In short, a data frame is a data structure that describes cases in which there are several observations(rows) or measurements (columns). Rows and Columns form a tabular data structure.
The main use of data frame in R is to store data tables in which the vectors included in the form of a list are of equal length.
Characteristics of Data Frame in R
- The data stored or put in the data frame can be factor, numeric, or character type.
- Each column includes an equal number of data elements.
- The row names must be unique.
- The column names must not be empty.
How to Create Data Frame in R
To create a data frame in R, use the data.frame() function. The data.frame() function creates data frames, tightly coupled collections of variables that share many of the properties of matrices and lists, used as the fundamental data structure.
streaming <- data.frame(
service_id = c(1:5),
service_name = c("Netflix", "Disney+", "HBOMAX", "Hulu", "Peacock"),
service_price = c(18, 10, 15, 7, 12),
stringsAsFactors = FALSE
)
# Print the data frame.
print(streaming)
Output
service_id service_name service_price
1 1 Netflix 18
2 2 Disney+ 10
3 3 HBOMAX 15
4 4 Hulu 7
5 5 Peacock 12
By default, data.frame() function converts character vector into factor.
To suppress this behavior, we can pass the argument stringsAsFactors=FALSE.

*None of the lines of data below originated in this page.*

PR #23, opened 2021-11-05
cmd/eval: Update the eval command help description

timflannagan:
Update the eval sub-command for the cobra binary:

- Deincrement the example used in the long description
- Ensure the cmd.Use exposes what type of argument is required
- Make a note that the --replacements flag is a required flag in the
  long description

### DIFF
--- a/cmd/eval.go
+++ b/cmd/eval.go
@@ -15,14 +15,18 @@ import (
 var (
 	replacements map[string]string
 	evalCmd      = &cobra.Command{
-		Use:   "eval",
+		Use:   "eval [file]",
 		Short: "Evaluate the combinations for a file at the given path",
-		Long: `Evaluate the combinations for a file at the given path. The file provided must be valid YAML.
+		Long: `
+Evaluate the combinations for a file at the given path. The file provided must be valid YAML.
 
-	Example: combo eval -r REPLACE_ME=1,2,3 path/to/file
+Note: the combo binary requires the --replacement flag to be explicitly set.
+
+The replacements flag allows users to specify a series of key value pairs in the form of KEY=VALUE.
+
+Example: combo eval -r REPLACE_ME=1,2,3 path/to/file
 	`,
 		RunE: run,
-		Args: cobra.ExactArgs(1),
 	}
 )
 


cmd/eval.go
```diff
@@ -15,14 +15,18 @@ import (
...
-		Long: `Evaluate the combinations for a file at the given path. The file provided must be valid YAML.
+		Long: `
+Evaluate the combinations for a file at the given path. The file provided must be valid YAML.
 
-	Example: combo eval -r REPLACE_ME=1,2,3 path/to/file
+Note: the combo binary requires the --replacement flag to be explicitly set.
+
+The replacements flag allows users to specify a series of key value pairs in the form of KEY=VALUE.
+
+Example: combo eval -r REPLACE_ME=1,2,3 path/to/file
```
timflannagan, line 27: I de-indented (not entirely that's a word) this example as it was rendering strangely for me locally:

```bash
$ ./combo eval --help
Evaluate the combinations for a file at the given path. The file provided must be valid YAML.

	Example: combo eval -r REPLACE_ME=1,2,3 path/to/file
...
```

cmd/eval.go
```diff
@@ -15,14 +15,18 @@ import (
 var (
 	replacements map[string]string
 	evalCmd      = &cobra.Command{
-		Use:   "eval",
+		Use:   "eval [file]",
```
timflannagan, line 18: Open to suggestions on how to best expose what argument we are expecting. Looking at the current version of this sub-command on the main branch locally:

```bash
$ ./combo eval --help
...
Usage:
  combo eval [flags]
```

It's not entirely clear that we expect/require an argument to be passed. Adding the "eval [file]" results in the new executable help format:

```bash
$ ./combo eval --help
...
Usage:
  combo eval [file] [flags]
```

Which at least makes an attempt that an argument is required, on top of the example that's provided in the long description of the sub-command. Any thoughts?

cmd/eval.go
tylerslaton: Yeah that's odd, good catch.

cmd/eval.go
tylerslaton: I like adding the `[file]` here personally. It makes it pretty clear what needs to be passed when combined with the long description like you said.

tylerslaton (approved):
Good catch!

PR #25, opened 2021-11-10
Ignore the vendor directory

timflannagan:
Update the root .gitignore and ignore tracking any changes made to the
root vendor tree as we're not introducing that directory into source
control.


tylerslaton (approved):
👍🏻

Get the Structure of the Data Frame
To get the structure of the data frame in R, use the str() function.
streaming <- data.frame(
service_id = c(1:5),
service_name = c("Netflix", "Disney+", "HBOMAX", "Hulu", "Peacock"),
service_price = c(18, 10, 15, 7, 12),
stringsAsFactors = FALSE
)
# Print the data frame.
print(str(streaming))
Output
'data.frame': 5 obs. of 3 variables:
$ service_id : int 1 2 3 4 5
$ service_name : chr "Netflix" "Disney+" "HBOMAX" "Hulu" ...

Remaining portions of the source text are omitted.